Instructions for the task >>
Look through the data below and return each line where "Draft" appears.
"""
PR #1352, opened 2021-11-17
Fix some bugs

adlius:
-   Ticket: []
-   Feature flag: n/a

### DIFF
--- a/lib/osf-components/addon/components/node-card/template.hbs
+++ b/lib/osf-components/addon/components/node-card/template.hbs
@@ -37,13 +37,13 @@
 
                 {{#if (eq @node.revisionState 'unapproved')}}
                     {{#unless @node.pendingRegistrationApproval}}
-                        <span class='label label-danger'>{{t 'node_card.registration.statuses.revision_unapproved'}}</span> |
+                        <span class='label label-info'>{{t 'node_card.registration.statuses.revision_unapproved'}}</span> |
                     {{/unless}}
                 {{else if (eq @node.revisionState 'in_progress')}}
-                    <span class='label label-danger'>{{t 'node_card.registration.statuses.revision_in_progress'}}</span> |
+                    <span class='label label-info'>{{t 'node_card.registration.statuses.revision_in_progress'}}</span> |
                 {{else if (eq @node.revisionState 'pending_moderation')}}
                     {{#if (not-eq @node.reviewsState 'pending_moderation')}}
-                        <span class='label label-danger'>{{t 'node_card.registration.statuses.revision_pending_moderation'}}</span> |
+                        <span class='label label-info'>{{t 'node_card.registration.statuses.revision_pending_moderation'}}</span> |
                     {{/if}}
                 {{/if}}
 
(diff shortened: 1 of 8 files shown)


lib/osf-components/addon/components/node-card/template.hbs
```diff
@@ -40,7 +40,9 @@
                 {{else if (eq @node.revisionState 'in_progress')}}
                     <span class='label label-danger'>{{t 'node_card.registration.statuses.revision_in_progress'}}</span> |
                 {{else if (eq @node.revisionState 'pending_moderation')}}
-                    <span class='label label-danger'>{{t 'node_card.registration.statuses.revision_pending_moderation'}}</span> |
+                    {{#if (not-eq @node.reviewsState 'pending_moderation')}}
```
futa-ikeda, line 43: I feel like this could be more concise somehow... _unless_ this was done intentionally 🌚

lib/osf-components/addon/components/node-card/template.hbs
```diff
@@ -40,7 +40,9 @@
...
+                        <span class='label label-danger'>{{t 'node_card.registration.statuses.revision_pending_moderation'}}</span> |
```
futa-ikeda, line 44:
```suggestion
                        <span class='label label-info'>{{t 'node_card.registration.statuses.revision_pending_moderation'}}</span> |
```

lib/registries/addon/overview/-components/diff-manager/component.ts
```diff
@@ -44,24 +44,16 @@ export default class DiffManager extends Component<Args> {
...
             let baseRevision = this.store.peekRecord('schema-response', baseRevisionId);
             if (!baseRevision) {
                 baseRevision = await this.store.findRecord('schema-response', baseRevisionId);
             }
             this.baseRevision = baseRevision;
         } else {
-            this.baseRevision = revisions.lastObject;
+            this.baseRevision = await registration.originalResponse;
         }
+        const revisions = await registration.queryHasMany('schemaResponses');
```
futa-ikeda, line 56: Do we need to load this anymore?

translations/en-us.yml
```diff
@@ -579,7 +579,7 @@ node_card:
         private_tooltip: 'This registration is private'
         timestamp_label: 'Registered:'
         statuses:
-            revision_pending_moderation: 'Pending moderation'
+            revision_pending_moderation: 'Revision pending moderation'
```
futa-ikeda, line 582: I didn't see this as a language change being requested, but I think specifying that it's an update needing to be updated would be good. With that said, I think we are using `Update` as the user-facing language, so
```suggestion
            revision_pending_moderation: 'Update pending moderation'
```

I will ask Mark if he thinks this would be a good change as well.

futa-ikeda (changes requested):
A few little things, as well as some test failures

lib/registries/addon/overview/-components/diff-manager/component.ts
adlius: Yes we do. We still can't rely on `latest_response` since it will only show the latest approved.

lib/osf-components/addon/components/node-card/template.hbs
adlius: I believe `if (not-eq)` is better than `unless (eq)`. Also, using another helper with `unless` is a linting err.

futa-ikeda (approved):

PR #1354, opened 2021-11-18
[ENG-3243] Delete button for Revisions and Draft Reg

futa-ikeda:
-   Ticket: [ENG-3243]
-   Feature flag: n/a

## Purpose
- Move the Delete Revision button in the edit revision workflow
- Remove Updated responses list from the Justification page of the edit-revision workflow
- Add Delete Draft button to the draft registration workflow

## Screenshot(s)
- Draft Registration workflow:
  - image

- Revision workflow:
  - image

## Side Effects
- None

## QA Notes
- We will no longer validate whether or not responses have been updated on the FE. When submitting an update, the backend should validate that, and if there are no updated responses, the revision shouldn't be able to be submitted

[ENG-3243]: https://openscience.atlassian.net/browse/ENG-3243?atlOrigin=eyJpIjoiNWRkNTljNzYxNjVmNDY3MDlhMDU5Y2ZhYzA5YTRkZjUiLCJwIjoiZ2l0aHViLWNvbS1KU1cifQ

### DIFF
--- a/lib/registries/addon/edit-revision/-components/right-nav/template.hbs
+++ b/lib/registries/addon/edit-revision/-components/right-nav/template.hbs
@@ -78,3 +78,13 @@
         @date={{@revisionManager.revision.dateModified}}
     />
 </span>
+
+{{#if @revisionManager.showDeleteButton}}
+    <DeleteButton
+        local-class='DeleteButton'
+        @delete={{perform @onDelete}}
+        @modalTitle={{t 'registries.edit_revision.delete_modal.title'}}
+        @modalBody={{t 'registries.edit_revision.delete_modal.body'}}
+        @buttonLabel={{t 'registries.edit_revision.delete_modal.button'}}
+    />
+{{/if}}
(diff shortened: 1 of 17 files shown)


lib/registries/addon/edit-revision/-components/right-nav/template.hbs
```diff
@@ -78,3 +78,13 @@
         @date={{@revisionManager.revision.dateModified}}
     />
 </span>
+
+{{#if @revisionManager.showDeleteButton}}
+    <DeleteButton
+        local-class='DeleteButton'
+        @delete={{perform @onDelete}}
```
adlius, line 85: You have access to `@revisionManager`. Would it be a good idea to add the `delete` task to eliminate the need for an extra parameter to be passed in to right-nav?

futa-ikeda: This feels much more appropriate to live on the revisionManager. I will do that now!

adlius (approved):

PR #1358, opened 2021-11-22
[No ticket][Hotfix] Update collection header width for desktop

futa-ikeda:
-   Ticket: [None]
-   Feature flag: n/a

## Purpose
- prevent text  overlap on collections discover page for desktop (993px-1200px)

## Summary of Changes
- Remove "Collection" at the end of the title on navbar
- I didn't refactor the translation key usage as to leave it refactorable in case future changes are requested. Also it's a little bit more work for this hotfix...

## Screenshot(s)
- before:
  - image
- After:
  - image

## Side Effects
- forbidden and page not found error pages will no longer contain the trailing "Collection" as well

## QA Notes
This should only effect window sizes between 993px and 1200px.
There is still some overlap that happens for 993px - 1020px or so, but it's a lot less bad?
This is to address the issue found in https://test.osf.io/collections/rpcb/discover

### DIFF
--- a/translations/en-us.yml
+++ b/translations/en-us.yml
@@ -868,7 +868,7 @@ app_components:
         click_to_edit: 'Click to edit'
 collections:
     general:
-        brand: '{name} Collection'
+        brand: '{name}'
     navbar:
         add: 'Add to Collection'
     index:


brianjgeiger (approved):
The change is good as far as it goes, but it would be nice if we could fix the last 10%. I tried taking the margin away from the icon, but that still wasn't enough to get all the way there. We could change the media query to break sooner on the navbar, I suppose. I wonder if that would get weird.

brianjgeiger (changes requested):
Please remove the word "Collection" from the navbar per Nici's request.

brianjgeiger (approved):

PR #1370, opened 2021-12-14
OsfStorageManager prototype

adlius:
-   Ticket: []
-   Feature flag: n/a


lib/osf-components/addon/components/files/osf-storage-manager/component.ts
```diff
@@ -0,0 +1,115 @@
...
+    node: NodeModel;
+}
+
+type SortKey = 'date_modified' | '-date_modified' | 'name' | '-name';
+
+export default class OsfStorageManager extends Component<Args> {
+    @tracked osfStorageProvider?: FileProviderModel;
+    @tracked rootFolder?: FileModel;
+    @tracked currentFolder?: FileModel;
+    @tracked currentFolderItems: FileModel[] = [];
```
brianjgeiger, line 22: Doesn't need to be done for this prototype, but what do you think about wrapping these `FileModel`s in something like an `OsfStorageFile` class? That could provide functions such as `rename` and `delete` for everything and probably `addFile`/`addFolder` for folders. That way we could special case providers that either don't provide these functions or need something special for them.

adlius: With the current BE/API, it would be impossible to materialize the response into anything but a `FileModel`, because all files, regardless of providers, are returned as `files` type resources. That means we need to wrap the `FileModel` into `OsfStorageFile` like this (assuming the `OsfStorageFile` class already exists):
```
const files = this.node.queryHasMany('files', { ... });
this.currentFolderItems = files.map(item, new OsfStorageFile(item));
```
If different providers only have different behaviors when it comes to operations regarding a single file/folder, then we can reuse the same storage manager, while the only difference is the type of instance the `FileModel` is encapsulated.

futa-ikeda: Won't we still need a different StorageManger for OsfStorage vs. Github/GoogleDrive to traverse directories?
The `root_folder` relationship on these external file-providers is null and the `parent_folder` relationship on the files in these external providers are also null.

adlius: > Won't we still need a different StorageManger for OsfStorage vs. Github/GoogleDrive to traverse directories? The `root_folder` relationship on these external file-providers is null and the `parent_folder` relationship on the files in these external providers are also null.

Good point. Not if we can find a way to infer the folders from the `FileModel` itself.

PR #1387, opened 2022-01-21
[ENG-3518] Sunset quickfiles

brianjgeiger:
-   Ticket: [ENG-3518](https://openscience.atlassian.net/browse/ENG-3518)
-   Feature flag: n/a

## Purpose

Remove quickfiles from the front end for the sunsetting of Quickfiles.

## Summary of Changes

1. Remove guid-user files
2. Remove quickfiles link
3. Remove quickfiles from OSF Home navbar
4. Delete data from guid-file files (keeping the files because we'll use them for Files Page Redesign)
5. Link to user profile as href not as route (we don't host the profile page, so it shouldn't be routing in-app)
6. Remove links between files and user models
7. Remove quickfiles route and template
8. Remove file-browser and file-browser-items
9. Remove file-share-button component
10. Remove quickfiles-nav component
11. Remove quickfiles from mirage
12. Remove ember-click-outside from package.json
13. Remove and fix various tests
14. Remove quickfiles-related translation keys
"""
Exercise solution >>
[ENG-3243] Delete button for Revisions and Draft Reg
- Add Delete Draft button to the draft registration workflow
- Draft Registration workflow:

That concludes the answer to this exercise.